In Chicago, a Russian pianist is invited to play for mental patients in an attempt to gauge whether music may have a palliative effect on the insane.
José R. Capablanca and Dr. Emanuel Lasker begin play for the world’s chess championship in Havana. Capablanca, playing as white, opens with a Queen’s gambit which Dr. Lasker declines. The match is adjourned after 32 moves, and the contest declared completely even.
No update is issued on the health of Caruso.
The Weather: Showers today, followed by clearing and colder; Thursday, fair; strong south to northwest winds.

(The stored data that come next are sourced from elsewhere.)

PR #37, opened 2015-05-20
Render post content prior to feed generation

benbalter:
It appears, right now, `post.content` is still markdown at the time the feed is processed. Ideally, we'd want this to be HTML. 

@parkr is it even possible to get the Markdown content as a generator? (or would we need to reimplement the renderer to render it ourselves)?

Fixes https://github.com/jekyll/jekyll-feed/issues/38.

### DIFF
--- a/lib/feed.xml
+++ b/lib/feed.xml
@@ -27,13 +27,13 @@
 
   {% for post in site.posts %}
     <entry>
-      <title>{{ post.title | xml_escape }}</title>
+      <title>{{ post.title | markdownify | strip_html | strip_newlines | xml_escape }}</title>
       <link href="{{ url_base }}{{ post.url }}" rel="alternate" type="text/html" title="{{ post.title | xml_escape }}" />
       <published>{{ post.date | date_to_xmlschema }}</published>
       <updated>{{ post.date | date_to_xmlschema }}</updated>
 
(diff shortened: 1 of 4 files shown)


pathawks:
This seems somewhat related: jekyll/jekyll#2901

pathawks:
May also want to add a test to check that Liquid is rendered in post content (currently it is not).

benbalter:
Moved things over to `markdownify`, rather than vanilla `page.content` to at least get things working so that we can test this in the while, but 100% agree, ideally we'd somehow get the rendered post content, including liquid, prior to the layout. 

@parkr if you have any creative solutions that don't require changes to core, I'm all :ear:s! :smile:

swanson:
I'm having trouble moving my site over to the feed plugin. I think this is the same issue. I have some posts with, e.g.

```
![]({{site.url}}/static/some-image.jpg)  
```

I want the full URL to show up in the feed. The output in the generated feed is:

```
<img src="%7B%7Bsite.url%7D%7D/static/some-image.jpg" alt="">
```

Any ideas?

pathawks:
@swanson @nicerobot This pull request has been merged and is more related to rendering Markdown content, where your questions are more about rendering Liquid template tags.

If you are still having these issues with the latest version of this plugin, please open a new issue.

PR #39, opened 2015-05-20
XML escape the ID field

benbalter:
Literally the only field that wasn't XML escaped (and the only one preventing my test feed from validating).


pathawks:
I suppose that's my mistake. :sheep:

PR #41, opened 2015-05-20
Limit feed to 10 posts

### LINKED ISSUE #40: Limit RSS feed entries
Sicking Jekyll Feed loose on my personal site, with 100+ posts, resulted in a 1.1MB file, which is a bit silly for a feed... it shouldn't be an export of the entire site's content.

The go to design would be to add `rss_limit` or similar to your `_config.yml` file, defaulting to something like `10`. That feels lame to me. Why would someone want 11? 25? 5? Feels like we're abstracting a variable for the sense of not hard-coding a number, but I don't see why the number can't be hard-coded. 

What's a good number of posts for a feed? The 10 most recent? 5 most recent? Let's figure out that magic number and just run with it, rather than pushing the question onto users.

benbalter:
An attempt to fix #40, or at least start the conversation, by limiting feeds to 10 posts.

Fixes #40.

### DIFF
--- a/lib/feed.xml
+++ b/lib/feed.xml
@@ -25,7 +25,7 @@
     </author>
   {% endif %}
 
-  {% for post in site.posts %}
+  {% for post in site.posts | limit: 10 %}
     <entry>
       <title>{{ post.title | markdownify | strip_html | strip_newlines | xml_escape }}</title>
       <link href="{{ post.url | prepend: url_base }}" rel="alternate" type="text/html" title="{{ post.title | xml_escape }}" />


parkr:
someone is going to want to make this configurable... but 10 seems reasonable.

benbalter:
A lot of @pathawks's arguments over in #40 were persuasive to me, but think it's easier to add an option than to remove one. If our experience parallels WordPress's, and 99% of users are fine with a hard limit of 10 posts, I think that's more than enough of a core user case for me to say lets leave it out. 

That said, if someone submits a pull request to make in an option with a reason other than "it should be an option", I don't know that we need to be dogmatic here. 

Thanks for the :thought_balloon: @parkr. Going to give this a spin in the wild, and see what type of feedback we get from users, one way or the other.

pathawks:
> it's easier to add an option than to remove one.

:+1:

PR #42, opened 2015-05-20
Use jekyll-last-modified-at for updated date

### LINKED ISSUE #26: Pull post update date from jekyll_last_modified

pathawks:
If installed, use [**jekyll-last-modified-at**](https://github.com/gjtorikian/jekyll-last-modified-at) for a post's updated date.

Fixes #26


parkr:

This story tells of the conclusion to the Jake Hamon murder trial, and features the testimony of the accused, Clara Smith Hamon—Jake’s lover and the wife of his nephew. For the second week in a row, I’ll issue a content warning: this story features some pretty graphically described violence. Skip it if that doesn’t sound like your speed.
Clara Smith Hamon, on trial for the murder of her employer, Jake L. Hamon, Oklahoma oil man, re-enacted on the witness stand today the same scene when she shot Hamon, who, she swore, had beaten her and cursed her, and at the moment of the shooting was threatening to strike her with a chair. She maintained, also, under cross-examination, that she had not intended to kill Hamon.
Her testimony was the last of the day, and the defense announced that except for the admissibility as evidence of letters from the woman to Hamon, it rested its case.…
Tells Her Story of Shooting
The woman spoke dramatically, in a cool, low pitched voice, hesitating only when she told that Hamon had cursed her. After answering a few preliminary questions she launched directly into her narrative, beginning with the morning of the shooting.
“We had breakfast about 11 o’clock,” she said. “After breakfast Mr. Hamon left me; I presume he went to his office; he usually did on Sunday morning. I went back to my room and in the afternoon about 3:30 or 3 o’clock, I don’t just remember, he came back to the room and we had a very pleasant conversation. He lay down on his bed to rest, but he only stayed a short time, perhaps less than an hour. Then he went back to the office, said he had some friends waiting or some politicians, I don’t just remember whom.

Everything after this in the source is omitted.